January 07, 2009

LFTR

Liquid fluoride thorium reactors are on my mind lately. There's an excellent video here of recent presentation on the idea by Dr. Joe Bonometti, and I've added a link to the Energy from Thorium blog to the sidebar. If you're at all interested, I highly recommend heading over and reading through the stickied posts on how the technology might work.

Capsule summary so far:

  • Thorium reactors rely on fission, which is well-understood and absolutely, for-sure works. LFTRs are a middling engineering challenge, not new science.
  • We have a LOT of thorium in the US, and on the planet. Enough to power current energy consumption rates for millenia.
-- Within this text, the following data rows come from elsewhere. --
Issue #2249, opened 2022-04-29
The listener info header is not added when using a batch listener


frosiere:
The issue #2134 introduced a way to set arbitrary information using the info property of the KafkaListener annotation. This info is then added as a header on the ConsumerRecord.

When using a batch listener, this header is not added on the records.

Based on the documentation (https://docs.spring.io/spring-kafka/docs/current/reference/html/#li-header), the header is only available in the record interceptor but it would certainly make sense to also have it in when using a batch interceptor.

The internal headers are currently added in KafkaMessageListenerContainer#internalHeaders but this method is only called for single record listeners (see KafkaMessageListenerContainer#checkEarlyIntercept).

Batches are handled in KafkaMessageListenerContainer#invokeBatchListener. So, the interceptor could be called after having iterated on the list of records to allow adding the info header.

frosiere:
Thanks a lot for the very quick fix.

PR #2257, opened 2022-05-04
GH-2249: Batch Listener LISTENER_INFO Headers

garyrussell:
Resolves https://github.com/spring-projects/spring-kafka/issues/2249

### DIFF
--- a/spring-kafka/src/main/java/org/springframework/kafka/listener/KafkaMessageListenerContainer.java
+++ b/spring-kafka/src/main/java/org/springframework/kafka/listener/KafkaMessageListenerContainer.java
@@ -2239,6 +2239,9 @@ public class KafkaMessageListenerContainer<K, V> // NOSONAR line count
 
 			ConsumerRecords<K, V> records = recordsArg;
 			List<ConsumerRecord<K, V>> recordList = recordListArg;
+			if (this.listenerinfo != null) {
+				records.iterator().forEachRemaining(rec -> listenerInfo(rec));
+			}
 			if (this.batchInterceptor != null) {
 				records = this.batchInterceptor.intercept(recordsArg, this.consumer);
 				if (records == null) {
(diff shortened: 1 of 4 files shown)


spring-kafka/src/main/java/org/springframework/kafka/listener/KafkaMessageListenerContainer.java
```diff
@@ -2475,10 +2478,14 @@ private void internalHeaders(final ConsumerRecord<K, V> record) {
 				record.headers().add(new RecordHeader(KafkaHeaders.DELIVERY_ATTEMPT, buff));
 			}
 			if (this.listenerinfo != null) {
-				record.headers().add(this.infoHeader);
+				listenerInfo(record);
 			}
 		}
 
+		private void listenerInfo(final ConsumerRecord<K, V> record) {
+			record.headers().add(this.infoHeader);
```
artembilan, line 2486: Looks like we add the same info to all the records.
What is the reason of that `@Header(KafkaHeaders.LISTENER_INFO) List<String> infos`?
Cannot it be just one single header for the message based on a batch?
I don't mind having it in every single record of the batch we produce, but I doubt in a list of the same info...

artembilan (changes requested):

spring-kafka/src/main/java/org/springframework/kafka/support/converter/BatchMessagingMessageConverter.java
```diff
@@ -205,8 +204,8 @@ public Message<?> toMessage(List<ConsumerRecord<?, ?>> records, @Nullable Acknow
 				raws.add(record);
 			}
 		}
-		if (infos.size() > 0) {
-			rawHeaders.put(KafkaHeaders.LISTENER_INFO, infos);
+		if (info != null) {
```
artembilan, line 207: May it happen that batch is empty, but we still want to see such an info?

artembilan (changes requested):

spring-kafka/src/main/java/org/springframework/kafka/support/converter/BatchMessagingMessageConverter.java
garyrussell: The container will never submit an empty batch (unless the user has an interceptor that returns one). It could also be the result of applying a filter.

In either case, there is no way to get the info if there are no records to convert. I added a note to the docs.

artembilan: OK. I see now:
```
		private void invokeBatchListener(final ConsumerRecords<K, V> recordsArg) {
			ConsumerRecords<K, V> records = checkEarlyIntercept(recordsArg);
			if (records == null || records.count() == 0) {
				return;
			}
```

Thanks

artembilan (approved):

artembilan:

Issue #2262, opened 2022-05-06
Add BackOffHandler to FailedRecordTracker


Marincek:
**Expected Behavior**

BackOffHanlder should encapsulate the handling for the next backoff. FailedRecordTracker will use this interface and call handleNextBackoff in recovered method.

**Current Behavior**

Currently FailedRecordTracker it is tightly coupled with thread sleep. There is no way to inject another behavior.

**Context**

The idea is to make FailedRecordTracker able to handle the backoff in different ways. In my case I need to pause the listener on XX minutes. 
The other solution for me is to copy several classes just to change one line (FailedRecordTracker,FailedRecordProcessor, DefaultAfterRollbackProcessor)

Marincek:
PR : https://github.com/spring-projects/spring-kafka/pull/2263

PR #2263, opened 2022-05-06
Add BackOffHandler to FailedRecordTracker

Marincek:
Added new BackOffHandler interface. The idea is to decouple the FailedRecordTracker with the behavior on next back off time. 
Currently the FailedRecordTracker is sleeping the thread, and there is now way to change that behaviour.

Related issue : https://github.com/spring-projects/spring-kafka/issues/2262

### DIFF
--- a/spring-kafka/src/main/java/org/springframework/kafka/listener/BackOffHandler.java
+++ b/spring-kafka/src/main/java/org/springframework/kafka/listener/BackOffHandler.java
@@ -9,18 +9,9 @@ import org.springframework.lang.Nullable;
  *
  *  @since 1.3.5
  */
+@FunctionalInterface
 public interface BackOffHandler {
 
-	default void onNextBackOff(@Nullable MessageListenerContainer container, Exception exception, long nextBackOff) {
-		try {
-			if (container == null) {
-				Thread.sleep(nextBackOff);
-			} else {
-				ListenerUtils.stoppableSleep(container, nextBackOff);
-			}
-		} catch (InterruptedException e) {
-			throw new RuntimeException(e);
-		}
-	}
+	void onNextBackOff(@Nullable MessageListenerContainer container, Exception exception, long nextBackOff);
 
 }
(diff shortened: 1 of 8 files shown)


selalerercapitolis (approved):

artembilan (changes requested):
I wonder if existing `KafkaConsumerBackoffManager` abstraction can work here as well, without introducing anything else...

@tomazfernandes, WDYT ?

garyrussell:
@artembilan That is for pausing a single partition, in this case we need to pause the entire container.

@Marincek Are you planning on providing the implementation that pauses and resumes the container?

tomazfernandes:
> I wonder if existing `KafkaConsumerBackoffManager` abstraction can work here as well, without introducing anything else...
> 
> @tomazfernandes, WDYT ?

Missed this notification, sorry @artembilan. As @garyrussell pointed out, the `KafkaConsumerBackOffManager` is meant to back off a single partition, but we probably could just retrieve all assignments for that container and loop through them. 

One important thing is we need to make sure a `idlePartitionEventInterval` is set for the container - maybe we could look into providing a default value for that.

Now that you brought this up, and considering this `pause until` pattern appears here and there, I think in the future we might look into leveraging the `BackOffManager` to handle all such logic - the `nack` feature comes to mind as well for example - so that we don't need to implement it over and over again and have a centralized place to handle all partitions. Maybe we could auto configure a `BackOffManager` bean for that and inject where needed.

But I defer to @garyrussell what would be the proper solution for this particular case.

garyrussell:
@Marincek use `./gradlew check` to build the project (including running checkstyle).

garyrussell:
Sorry for the delay; I have squashed and merged your commits to this branch https://github.com/garyrussell/spring-kafka/tree/GH-2262

with this polishing commit: https://github.com/garyrussell/spring-kafka/commit/17f8f85d8c532268fa17ba506bfd23be388f5389

I will merge both after my commit is reviewed by @artembilan

garyrussell:
Merged and cherry-picked; thanks for the contribution!

Issue #2268, opened 2022-05-11
DeadLetterPublishingRecoverer should respect onlyLogRecordMatadata listener property


kdowbecki:
**Expected Behavior**

Currently the `org.springframework.kafka.listener.KafkaMessageListenerContainer` class has `onlyLogRecordMatadata` property that governs how `ConsumerRecord` is logged on processing failure. Same `onlyLogRecordMatadata` property should be respected by the `org.springframework.kafka.listener.DeadLetterPublishingRecoverer` class for `ProducerRecord`.

**Current Behavior**

`DeadLetterPublishingRecoverer` currently logs the whole `ProducerRecord` when publication fails with no option to switch to just the metadata.

**Context**

We already have set `onlyLogRecordMatadata = true` because we don't want the message payload to appear in the logs when something fails. Since `DeadLetterPublishingRecoverer` copies the payload from the failed message into a `ProducerRecord` we still see the original message payload in the logs when publication fails.

garyrussell:
Which version are you using? And which log message specifically?

It looks like all logs in 2.8.x properly log the record; in 2.7.x, I see one debug and 2 exceptions that log the full record.

garyrussell:
That flag only controls logging of the consumer record.

The DLPR does log the producer record; in 2.8 we added a new feature to format the logs for producer record.

https://github.com/spring-projects/spring-kafka/blob/f94620aea7e7b43416b67cf9a46dce0acf46aa95/spring-kafka/src/main/java/org/springframework/kafka/support/KafkaUtils.java#L168-L176

The default formatter logs the full record.

garyrussell:
Although it was back-ported to 2.7.x, the DLPR doesn't use it.

kdowbecki:
Good point @garyrussell. I'm on 2.7.12, inherited from Spring Boot 2.5.13. I don't see `DeadLetterPublishingRecoverer` using `KafkaUtils` formatting in these lines:

https://github.com/spring-projects/spring-kafka/blob/85cbbed1a28aca28a2c4c9e5dfc698d25cec7d9b/spring-kafka/src/main/java/org/springframework/kafka/listener/DeadLetterPublishingRecoverer.java#L501

https://github.com/spring-projects/spring-kafka/blob/85cbbed1a28aca28a2c4c9e5dfc698d25cec7d9b/spring-kafka/src/main/java/org/springframework/kafka/listener/DeadLetterPublishingRecoverer.java#L525

[...]

PR #2271, opened 2022-05-11
GH-2268: Fix DLPR Record Logging

garyrussell:
Resolves https://github.com/spring-projects/spring-kafka/issues/2268

2.7.x Only

The DLPR was incorrectly logging the full `ProducerRecord`; later versions
log the original `ConsumerRecord` using `KafkaUtils.format()`.
Backport the logging changes, but use a `ThreadLocal` for the input record
to avoid API changes in a patch release.

### DIFF
--- a/spring-kafka/src/main/java/org/springframework/kafka/listener/DeadLetterPublishingRecoverer.java
+++ b/spring-kafka/src/main/java/org/springframework/kafka/listener/DeadLetterPublishingRecoverer.java
@@ -75,6 +75,8 @@ public class DeadLetterPublishingRecoverer implements ConsumerAwareRecordRecover
 
 	private static final long THIRTY = 30L;
 
+	private static final ThreadLocal<ConsumerRecord<?, ?>> IN_RECORD = new ThreadLocal<>();
+
 	private final HeaderNames headerNames = getHeaderNames();
 
 	private final boolean transactional;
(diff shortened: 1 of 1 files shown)


spring-kafka/src/main/java/org/springframework/kafka/listener/DeadLetterPublishingRecoverer.java
```diff
@@ -75,6 +75,8 @@ public class DeadLetterPublishingRecoverer implements ConsumerAwareRecordRecover
 
 	private static final long THIRTY = 30L;
 
+	private static final ThreadLocal<ConsumerRecord<?, ?>> IN_RECORD = new ThreadLocal<>();
```
artembilan, line 78: May be not `static` for cases when several `DeadLetterPublishingRecoverer` can be used in the project?

artembilan (changes requested):

spring-kafka/src/main/java/org/springframework/kafka/listener/DeadLetterPublishingRecoverer.java
artembilan: Yeah... Sure. I realized that later on.
Thanks for confirmation.

Merging...

PR #2278, opened 2022-05-18
Precise unit for sleep duration and wake time

szpak:
Prior to, it was required to dig a few levels into to realize they are in millis.

I'm not satisfied with the new names of the field, but I wanted to express that `nackSleep` is a duration and `nackWake` is a point of time (the same as `currentTimeMillis()`). Nevertheless, as they are used internally, it might be sufficient to just change `sleep` to `sleepMillis` in the method argument (+ change the javadoc).

`java.time.Duriation` in the `Acknowledgment` class would be probably better, however, it is a non-backward compatible change.

### DIFF
--- a/spring-kafka/src/main/java/org/springframework/kafka/support/Acknowledgment.java
+++ b/spring-kafka/src/main/java/org/springframework/kafka/support/Acknowledgment.java
@@ -37,35 +37,28 @@ public interface Acknowledgment {
 	/**
 	 * Negatively acknowledge the current record - discard remaining records from the poll
 	 * and re-seek all partitions so that this record will be redelivered after the sleep
-	 * time. Must be called on the consumer thread.
+	 * time (in milliseconds). Must be called on the consumer thread.
 	 * <p>
-	 * <b>When using group management,
-	 * {@code sleep + time spent processing the previous messages from the poll} must be
-	 * less than the consumer {@code max.poll.interval.ms} property, to avoid a
-	 * rebalance.</b>
-	 * @param sleep the time to sleep; the actual sleep time will be larger of this value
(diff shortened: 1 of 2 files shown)


spring-kafka/src/main/java/org/springframework/kafka/support/Acknowledgment.java
```diff
@@ -43,11 +43,11 @@ public interface Acknowledgment {
 	 * {@code sleep + time spent processing the previous messages from the poll} must be
 	 * less than the consumer {@code max.poll.interval.ms} property, to avoid a
 	 * rebalance.</b>
```
szpak, line 45: Btw, is it still true after the `sleep()` was removed in https://github.com/spring-projects/spring-kafka/pull/2131?

garyrussell: It is no longer true; those sentences can be removed.

szpak: I removed the sentence and precised millis also in the generic JavaDoc descirption.

szpak:
> Given that the nack methods are `default` methods; I would not object to adding new overloaded methods taking a duration and deprecate the current ones.

Great. However, as it's a slightly more complicated change, so I propose to merge this one as is (with "millis" only) and I will create a new with `Duration` later on to keep it separate.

When that runs out (or when we leave), we can mine it from the Moon, and anywhere we find it in space, because it has a distinct radiation signature.
  • LFTRs are anticipated to be what nukees call "proliferation resistant", meaning it'd be damn hard to make a weapon with this sort of reactor.
  • LFTRs could -- we believe -- be made small enough to fit on a normal flatbed truck, and still power a small town.
  • No one has built a real LFTR yet, and no one can until DoE gives a go-ahead to someone with the money and ability to build it.
  • Getting approval from DoE is worse than getting a new drug approved, and much more costly.
I'm actually more enthused about this than I am IEC fusion at this point. Looks much more like a sure thing.